Figure out the number of lines in the data that hold the string "args". Reply with that figure only.

**Data to use:**

------------

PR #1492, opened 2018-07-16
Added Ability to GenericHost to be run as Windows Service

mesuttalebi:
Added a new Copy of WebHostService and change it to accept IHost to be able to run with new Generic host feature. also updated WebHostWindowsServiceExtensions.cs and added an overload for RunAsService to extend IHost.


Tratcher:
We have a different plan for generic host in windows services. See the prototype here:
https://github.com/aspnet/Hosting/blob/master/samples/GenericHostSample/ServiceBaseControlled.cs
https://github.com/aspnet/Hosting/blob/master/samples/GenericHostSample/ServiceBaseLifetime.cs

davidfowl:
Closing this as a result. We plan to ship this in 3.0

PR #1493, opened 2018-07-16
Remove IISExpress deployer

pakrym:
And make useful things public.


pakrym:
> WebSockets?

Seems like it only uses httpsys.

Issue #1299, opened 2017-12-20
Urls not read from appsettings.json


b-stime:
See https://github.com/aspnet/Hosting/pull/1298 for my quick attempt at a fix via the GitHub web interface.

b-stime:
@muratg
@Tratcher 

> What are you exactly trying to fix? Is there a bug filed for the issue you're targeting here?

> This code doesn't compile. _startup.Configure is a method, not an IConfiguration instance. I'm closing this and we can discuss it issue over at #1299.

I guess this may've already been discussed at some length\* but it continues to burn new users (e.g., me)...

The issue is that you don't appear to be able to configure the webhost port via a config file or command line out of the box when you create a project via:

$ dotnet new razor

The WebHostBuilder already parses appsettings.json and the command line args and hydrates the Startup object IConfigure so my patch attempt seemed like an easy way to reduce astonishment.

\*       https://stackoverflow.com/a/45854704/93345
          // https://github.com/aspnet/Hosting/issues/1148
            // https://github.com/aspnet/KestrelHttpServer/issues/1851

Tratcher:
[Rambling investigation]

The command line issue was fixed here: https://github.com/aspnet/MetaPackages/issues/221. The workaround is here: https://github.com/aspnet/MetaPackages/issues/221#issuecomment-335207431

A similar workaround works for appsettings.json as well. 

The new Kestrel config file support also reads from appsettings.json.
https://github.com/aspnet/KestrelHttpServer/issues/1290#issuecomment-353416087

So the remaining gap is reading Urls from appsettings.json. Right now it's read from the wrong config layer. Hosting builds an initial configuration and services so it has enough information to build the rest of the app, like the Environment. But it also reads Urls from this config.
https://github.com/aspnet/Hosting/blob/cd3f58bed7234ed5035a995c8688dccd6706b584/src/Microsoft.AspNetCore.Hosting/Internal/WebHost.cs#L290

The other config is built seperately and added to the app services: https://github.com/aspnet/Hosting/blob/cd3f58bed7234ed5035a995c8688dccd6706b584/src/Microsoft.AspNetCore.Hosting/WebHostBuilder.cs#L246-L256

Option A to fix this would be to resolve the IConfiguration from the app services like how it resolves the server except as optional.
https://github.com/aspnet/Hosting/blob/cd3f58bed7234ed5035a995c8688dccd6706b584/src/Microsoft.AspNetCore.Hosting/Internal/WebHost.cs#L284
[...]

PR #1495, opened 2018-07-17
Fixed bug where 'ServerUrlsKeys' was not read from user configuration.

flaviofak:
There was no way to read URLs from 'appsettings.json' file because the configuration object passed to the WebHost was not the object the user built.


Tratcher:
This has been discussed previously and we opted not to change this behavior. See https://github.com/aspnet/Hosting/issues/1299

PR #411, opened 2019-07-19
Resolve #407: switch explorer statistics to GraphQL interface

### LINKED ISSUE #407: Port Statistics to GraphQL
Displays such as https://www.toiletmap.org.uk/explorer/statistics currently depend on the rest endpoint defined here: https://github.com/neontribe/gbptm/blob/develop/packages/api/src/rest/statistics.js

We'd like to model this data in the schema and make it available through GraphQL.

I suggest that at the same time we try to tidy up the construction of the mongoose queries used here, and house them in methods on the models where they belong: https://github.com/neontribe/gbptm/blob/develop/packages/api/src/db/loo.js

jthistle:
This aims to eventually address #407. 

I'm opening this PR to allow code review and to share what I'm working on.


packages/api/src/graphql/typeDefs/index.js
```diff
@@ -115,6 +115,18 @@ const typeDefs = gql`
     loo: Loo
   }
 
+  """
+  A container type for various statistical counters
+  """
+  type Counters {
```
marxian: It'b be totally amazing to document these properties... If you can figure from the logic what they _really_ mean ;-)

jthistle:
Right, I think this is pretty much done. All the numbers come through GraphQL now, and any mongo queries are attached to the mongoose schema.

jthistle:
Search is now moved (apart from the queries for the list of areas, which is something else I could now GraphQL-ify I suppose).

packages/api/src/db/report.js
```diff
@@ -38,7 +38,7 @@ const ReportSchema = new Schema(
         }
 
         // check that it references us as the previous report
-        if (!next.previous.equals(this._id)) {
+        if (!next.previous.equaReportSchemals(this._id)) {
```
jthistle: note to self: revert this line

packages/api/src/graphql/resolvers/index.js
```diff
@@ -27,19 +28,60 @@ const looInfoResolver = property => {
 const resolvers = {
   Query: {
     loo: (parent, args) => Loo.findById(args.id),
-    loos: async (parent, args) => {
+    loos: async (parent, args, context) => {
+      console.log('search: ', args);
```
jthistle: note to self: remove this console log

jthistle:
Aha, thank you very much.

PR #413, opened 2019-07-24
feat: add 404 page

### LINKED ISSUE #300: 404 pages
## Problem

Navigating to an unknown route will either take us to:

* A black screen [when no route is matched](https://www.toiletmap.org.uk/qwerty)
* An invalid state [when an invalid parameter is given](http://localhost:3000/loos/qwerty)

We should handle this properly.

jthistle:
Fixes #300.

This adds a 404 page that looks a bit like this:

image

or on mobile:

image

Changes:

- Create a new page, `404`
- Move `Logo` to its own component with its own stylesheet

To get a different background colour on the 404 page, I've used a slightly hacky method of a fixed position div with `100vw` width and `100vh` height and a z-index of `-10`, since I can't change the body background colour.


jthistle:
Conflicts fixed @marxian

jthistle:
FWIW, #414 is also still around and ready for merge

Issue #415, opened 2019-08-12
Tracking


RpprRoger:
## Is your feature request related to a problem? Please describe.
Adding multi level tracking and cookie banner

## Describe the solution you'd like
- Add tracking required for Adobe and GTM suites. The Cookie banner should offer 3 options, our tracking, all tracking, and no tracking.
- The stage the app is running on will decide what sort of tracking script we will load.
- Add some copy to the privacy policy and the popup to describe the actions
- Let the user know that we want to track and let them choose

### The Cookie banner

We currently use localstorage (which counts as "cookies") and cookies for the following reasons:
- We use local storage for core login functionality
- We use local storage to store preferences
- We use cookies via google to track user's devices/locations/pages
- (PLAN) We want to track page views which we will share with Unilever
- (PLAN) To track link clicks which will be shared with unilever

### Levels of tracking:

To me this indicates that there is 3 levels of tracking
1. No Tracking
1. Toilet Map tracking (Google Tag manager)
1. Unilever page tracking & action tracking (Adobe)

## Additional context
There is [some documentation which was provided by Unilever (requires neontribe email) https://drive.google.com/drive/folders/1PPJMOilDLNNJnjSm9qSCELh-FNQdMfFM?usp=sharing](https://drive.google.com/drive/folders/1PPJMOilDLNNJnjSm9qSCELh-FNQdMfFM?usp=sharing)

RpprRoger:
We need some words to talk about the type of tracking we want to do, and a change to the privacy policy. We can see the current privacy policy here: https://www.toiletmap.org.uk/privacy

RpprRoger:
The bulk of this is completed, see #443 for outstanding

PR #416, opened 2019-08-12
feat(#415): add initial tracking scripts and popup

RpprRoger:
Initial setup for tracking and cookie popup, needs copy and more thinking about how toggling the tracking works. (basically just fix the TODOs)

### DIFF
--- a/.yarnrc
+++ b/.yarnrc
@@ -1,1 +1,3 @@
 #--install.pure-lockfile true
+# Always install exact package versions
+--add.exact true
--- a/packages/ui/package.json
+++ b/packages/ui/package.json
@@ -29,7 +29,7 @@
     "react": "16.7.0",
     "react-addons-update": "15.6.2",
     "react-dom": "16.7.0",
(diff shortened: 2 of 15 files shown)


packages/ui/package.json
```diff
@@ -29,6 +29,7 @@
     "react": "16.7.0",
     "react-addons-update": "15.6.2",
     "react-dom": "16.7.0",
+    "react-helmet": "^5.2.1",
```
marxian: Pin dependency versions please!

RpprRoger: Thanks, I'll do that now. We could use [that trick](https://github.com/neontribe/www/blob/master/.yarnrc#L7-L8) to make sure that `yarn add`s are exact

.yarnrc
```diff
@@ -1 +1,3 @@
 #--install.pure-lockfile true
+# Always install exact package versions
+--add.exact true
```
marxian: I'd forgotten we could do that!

------------

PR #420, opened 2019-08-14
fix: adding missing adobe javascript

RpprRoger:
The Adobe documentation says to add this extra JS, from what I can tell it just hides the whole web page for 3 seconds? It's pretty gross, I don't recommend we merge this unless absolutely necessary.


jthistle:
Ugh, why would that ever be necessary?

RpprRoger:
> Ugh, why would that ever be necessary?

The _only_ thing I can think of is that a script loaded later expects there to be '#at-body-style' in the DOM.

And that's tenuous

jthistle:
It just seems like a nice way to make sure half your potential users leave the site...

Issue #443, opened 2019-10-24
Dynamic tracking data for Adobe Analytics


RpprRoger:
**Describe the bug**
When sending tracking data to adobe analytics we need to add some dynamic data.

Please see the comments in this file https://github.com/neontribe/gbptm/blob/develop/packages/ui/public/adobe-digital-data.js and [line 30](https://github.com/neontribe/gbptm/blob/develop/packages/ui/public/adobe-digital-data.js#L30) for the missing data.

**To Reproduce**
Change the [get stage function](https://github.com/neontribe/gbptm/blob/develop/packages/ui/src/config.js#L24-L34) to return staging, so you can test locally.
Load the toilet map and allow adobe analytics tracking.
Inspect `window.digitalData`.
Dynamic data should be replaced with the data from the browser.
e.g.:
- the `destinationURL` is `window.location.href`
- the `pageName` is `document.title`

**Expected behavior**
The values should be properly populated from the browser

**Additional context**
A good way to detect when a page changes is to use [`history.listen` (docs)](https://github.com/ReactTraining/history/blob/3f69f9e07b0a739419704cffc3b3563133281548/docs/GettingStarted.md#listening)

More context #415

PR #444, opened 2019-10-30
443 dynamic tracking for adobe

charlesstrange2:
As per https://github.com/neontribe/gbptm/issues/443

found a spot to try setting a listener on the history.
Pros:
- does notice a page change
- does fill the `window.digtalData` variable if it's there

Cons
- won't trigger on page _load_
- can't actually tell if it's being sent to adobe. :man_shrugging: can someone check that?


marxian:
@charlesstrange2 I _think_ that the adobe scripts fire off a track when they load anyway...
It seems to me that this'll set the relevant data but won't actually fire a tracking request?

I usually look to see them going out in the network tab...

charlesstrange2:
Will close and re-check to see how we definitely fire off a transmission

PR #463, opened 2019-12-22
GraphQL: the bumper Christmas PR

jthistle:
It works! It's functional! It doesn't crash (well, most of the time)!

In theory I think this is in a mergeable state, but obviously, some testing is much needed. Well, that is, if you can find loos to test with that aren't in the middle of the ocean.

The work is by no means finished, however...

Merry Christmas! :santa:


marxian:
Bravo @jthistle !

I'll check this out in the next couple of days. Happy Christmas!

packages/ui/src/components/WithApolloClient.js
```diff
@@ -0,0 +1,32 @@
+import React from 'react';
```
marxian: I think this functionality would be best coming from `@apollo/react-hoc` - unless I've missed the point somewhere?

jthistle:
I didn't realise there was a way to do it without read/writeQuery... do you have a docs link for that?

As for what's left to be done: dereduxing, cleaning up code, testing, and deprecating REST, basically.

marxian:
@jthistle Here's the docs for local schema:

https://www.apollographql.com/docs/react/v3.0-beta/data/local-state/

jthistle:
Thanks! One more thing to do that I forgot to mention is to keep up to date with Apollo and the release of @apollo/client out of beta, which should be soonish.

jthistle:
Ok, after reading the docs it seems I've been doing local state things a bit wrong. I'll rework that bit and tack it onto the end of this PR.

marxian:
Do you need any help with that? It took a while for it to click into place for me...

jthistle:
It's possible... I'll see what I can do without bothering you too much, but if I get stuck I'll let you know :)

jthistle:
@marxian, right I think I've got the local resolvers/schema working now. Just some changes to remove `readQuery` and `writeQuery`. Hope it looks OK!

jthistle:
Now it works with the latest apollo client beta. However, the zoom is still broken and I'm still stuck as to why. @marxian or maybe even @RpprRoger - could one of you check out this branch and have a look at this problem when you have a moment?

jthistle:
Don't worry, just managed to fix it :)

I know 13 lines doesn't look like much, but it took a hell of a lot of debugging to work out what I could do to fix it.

------------

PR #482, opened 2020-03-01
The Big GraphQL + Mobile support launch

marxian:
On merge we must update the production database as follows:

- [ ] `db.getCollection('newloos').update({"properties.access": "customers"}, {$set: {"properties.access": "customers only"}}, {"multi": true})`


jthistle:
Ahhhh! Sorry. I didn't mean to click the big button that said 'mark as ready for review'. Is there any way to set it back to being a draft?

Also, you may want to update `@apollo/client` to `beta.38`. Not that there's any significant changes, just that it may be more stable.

------------

**Response box:** 5